Des chercheurs de l'Institut de recherche sur le cancer et le vieillissement en collaboration avec le laboratoire d'anatomie et cytologie pathologique du CHU de Nice, le Medical Research Council d'Edimbourg, et le Département of Cancer Stem Cell Biology de l'Université d'Osaka, démontrent que le facteur de transcription Wilms' tumor suppressor 1 (WT1), caractérisé initialement comme un suppresseur de tumeur, est un facteur majeur de la néovascularisation et de la progression tumorale. WT1 active la transcription de gènes pro-angiogéniques dans les néo-vaisseaux intra tumoraux et est nécessaire pour la fonction immunosuppressive des cellules myéloïdes au sein du stroma tumoral. Cette étude publiée dans la revue Nature Communications fait de WT1 une cible thérapeutique pertinente pour de nouvelles stratégies anti-cancéreuses.
Le gène WT1 (Wilm's tumor suppressor gene 1), décrit initialement comme un gène suppresseur de tumeur en raison de son inactivation par mutation dans la tumeur de Wilms (néphroblastome), a été récemment proposé comme un promoteur de tumeur en raison de sa surexpression dans les cellules tumorales de nombreux types de cancers chez l'homme. Cette observation a été à l'origine des premiers essais cliniques de vaccination dont les résultats sont encourageants.
Nicole Wagner et Kay-Dietrich Wagner, à l'Institut de Recherche sur le Cancer et le Vieillissement de Nice dirigé par Eric Gilson, étudient le rôle de WT1 dans la néovascularisation, phase cruciale du développement tumoral, et dans l'échappement des cellules tumorales au contrôle immunitaire. Dans cette nouvelle étude, les chercheurs prouvent que la protéine WT1, outre son expression dans les cellules tumorales, est également retrouvée dans la majorité des constituants cellulaires du stroma tumoral. Surexprimé dans les cellules endothéliales des néo vaisseaux tumoraux, le gène WT1 l'est également dans les cellules progénitrices hématopoïétiques et les cellules myéloïdes immunosuppressives, avec un rôle favorisant l'angiogenèse et bloquant la destruction des cellules cancéreuses par les cellules immunitaires.

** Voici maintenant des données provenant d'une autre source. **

PR #774, opened 2017-01-21
add missing constants

Hello23-Ygopro:
一些較少使用，一些更像使用像聲明屬性，種族，卡名等。
不需要使用這些常量更改現有腳本
它們只是為將來選擇使用常量的十六進制添加的人
摘自https://github.com/Fluorohydride/ygopro/blob/master/strings.conf#L100
從`！系統549和向前開始`
# 

Some are less used , some are more used like declaring Attributes , races , card names , etc.
There is no need to change existing scripts with these Constants
they are just added for anyone who chooses to use Constants over Hex in the future and to make scripting more convenient
taken from https://github.com/Fluorohydride/ygopro/blob/master/strings.conf#L100
starting at `!system 549` and onwards


Hello23-Ygopro:
## Update 2017-01-27
-Added coin selecting constants
-Added reset constants like explained here - https://github.com/Fluorohydride/ygopro/issues/1912

PR #1332, opened 2020-02-11
fix フューチャー・ドライブ

mallu11:


mallu11:
fix:the effect is treated as the monster's effect.In fact,even if the control of the monster is changed,the effect's owner is always the player who activates this card.

PR #1337, opened 2020-02-14
Added LOCATION_PZONE

TheBoos2569:
The location constant was added, because it seems LOCATION_ONFIELD does not include PZONE for whatever reason. For example, Lunalight Tiger will not trigger when destroyed in the PZONE. This is a temporary fix to the 3 cards: Lunalight Tiger, Performage Plushfire and Raremetalfoes Bismugear, until the constant is changed.


mercury233:
this problem doesn't exist in my test, please make sure you are using the ocgcore from here

PR #1339, opened 2020-02-18
add Auxiliary.bpcon and Auxiliary.dscon

mercury233:
There are over 200 scripts repeating those codes


DailyShana:
please use intuitive names

mercury233:
it is annoying to write long function names

DailyShana:
functions in `aux` are just like standard library in c++, they are part of the script api

mercury233:
we had many short function names and variable names already, so for keeping API style we should use more in future

utility.lua
```diff
@@ -2090,6 +2090,14 @@ end
 function Auxiliary.exccon(e)
 	return Duel.GetTurnCount()~=e:GetHandler():GetTurnID() or e:GetHandler():IsReason(REASON_RETURN)
 end
+--condition of checking battle phase availability
+function Auxiliary.bpcon(e,tp,eg,ep,ev,re,r,rp)
+	return Duel.IsAbleToEnterBP() or (Duel.GetCurrentPhase()>=PHASE_BATTLE_START and Duel.GetCurrentPhase()<=PHASE_BATTLE)
```
DailyShana: if `Duel.GetCurrentPhase()>=PHASE_BATTLE_START and Duel.GetCurrentPhase()<=PHASE_BATTLE` is always needed, we should consider merge is condition into `Duel.IsAbleToEnterBP`

PR #1347, opened 2020-02-23
fix location count check of zone moving effects

mercury233:
https://github.com/Fluorohydride/ygopro-scripts/commit/b1fae4b294f1a8b3e04846c7e22e0369af866542


DailyShana:
thank you

PR #1350, opened 2020-03-03
fix クロスローズ・ドラゴン

mallu11:


mallu11:
the effect can't be activated when only this matching card in graveyard.

PR #1351, opened 2020-03-03
fix 飢鰐竜アーケティス

mallu11:


mallu11:
use the `EFFECT_MATERIAL_CHECK` to check the material when setmaterial but not check the material after special summon success.

PR #1353, opened 2020-03-05
fix 繁華の花笑み

mallu11:


mallu11:
fix the effect can't be chained by Ash Blossom.

PR #1357, opened 2020-03-07
fix

mallu11:


mallu11:
the effect maybe can affect the handler card, but it can't reset when the card is disabled.

PR #1383, opened 2020-04-08
fix 魂のしもべ

mallu11:
shouldn't shuffle deck if the card you select is not in deck.


mercury233:
after you looked at your deck, you should always shuffle it, and the correct time is before the time that the selected card is placed on the top of the deck.

mallu11:
like other effects, it only shows the matching cards in your deck and doesn't show all the card. It had better hide the sequence or rearrange the showing sequence when you select the card in deck.

mercury233:
anyway, your change will make the deck be shuffled after you place a card from grave

mallu11:
It uses `Duel.SendtoDeck(tc,nil,0,REASON_EFFECT)`, and I didn't change it. The deck won't shuffle if you select the card from grave.

mercury233:
`Duel.SelectMatchingCard` will

PR #1400, opened 2020-05-16
Fix "Breaking of the World"

Lyris12:
First option incorrectly said the description of the Level Change effect


purerosefallen:
I'm planning to migrate those multi-select effects into one

mercury233:
I prefer to change `e2:SetDescription(aux.Stringid(69217334,0))` so the databases don't need to be changed

Lyris12:
That's fine with me, too.

PR #1407, opened 2020-05-21
Reset registering effect of Salamangreat Burning Shell if summon is negated

edo9300:
If Salamangreat Burning Shell is activated as chain link 1, the link summon can then be negated by cards like solemn judgment, in which case EVENT_SPSUMMON_SUCCESS would never be called, and thus never resetted, this making it be applied the next time that card would be special summoned.


mercury233:
Maybe something like メタファイズ・ファクター will work?

edo9300:
This is different, factor adds an extra summon procedure to the monster, while this issue is related to the change done to the summon functions behaviour during an effect, so they're completely different scenarios.

PR #1408, opened 2020-05-22
fix Salamangreat Burning Shell

mercury233:
fix https://github.com/Fluorohydride/ygopro-scripts/pull/1407


mercury233:
@edo9300

c28534130.lua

En comparant les effets de l'invalidation conditionnelle du gène WT1 in vivo sur différents types tumoraux et dans différents modèles de souris transgéniques, les chercheurs démontrent que cette invalidation, spécifiquement dans les cellules endothéliales, ralentit et limite la croissance tumorale en diminuant la néo-angiogenèse. L'invalidation complémentaire de WT1 dans les cellules progénitrices hématopoïétiques et les cellules myéloïdes immunosuppressives, induit la régression tumorale en associant à la régression de la néo vascularisation une activation de la réponse immunitaire, qui participe à l'inhibition de la formation de métastases. Au niveau moléculaire, la protéine WT1 active la transcription du gène Pecam-1 codant la platelet/endothelial cell adhesion molecule 1 et du gène de la protéine c-kit, qui stimulent l'angiogenèse. L'invalidation de WT1 spécifiquement dans les cellules myéloïdes immunosuppressives inhibe leur fonction suppressive sur la prolifération des lymphocytes T.
Cette approche multidisciplinaire désigne donc le gène WT1 comme un acteur majeur de la progression tumorale locale et métastatique. Avec trois niveaux d'action indépendants - activation de la prolifération cellulaire tumorale, stimulation de l'angiogenèse et inhibition de la réponse immunitaire anti tumorale- la protéine WT1 peut être considérée comme une cible prometteuse dans de futurs essais thérapeutiques.
Figure:L'invalidation du gène Wt1 inhibe la croissance tumorale et l'angiogenèse. Photographies et images en microscopie confocale de tumeurs mélanomes B16 trois semaines après l'injection de cellules tumorales dans les animaux transgèniques dont le gène WT a été non-invalidé (gauche) ou invalidé avec le Tamoxifène (droite). Les double marquages du Collagen IV (rouge) et de Pecam-1 (vert) confirment la régression des vaisseaux tumoraux.